PR #383, opened 2016-05-03
libccd: update to new GitHub source

jvgomez:


bulwahn:
Looks good. Thanks for your maintenance work.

▶ _INSTRUCTIONS FOR THE TASK_: The lines above should be duplicated exactly.

▶ _RESULT OF THIS EXERCISE_:
PR #383, opened 2016-05-03
libccd: update to new GitHub source

jvgomez:


bulwahn:
Looks good. Thanks for your maintenance work.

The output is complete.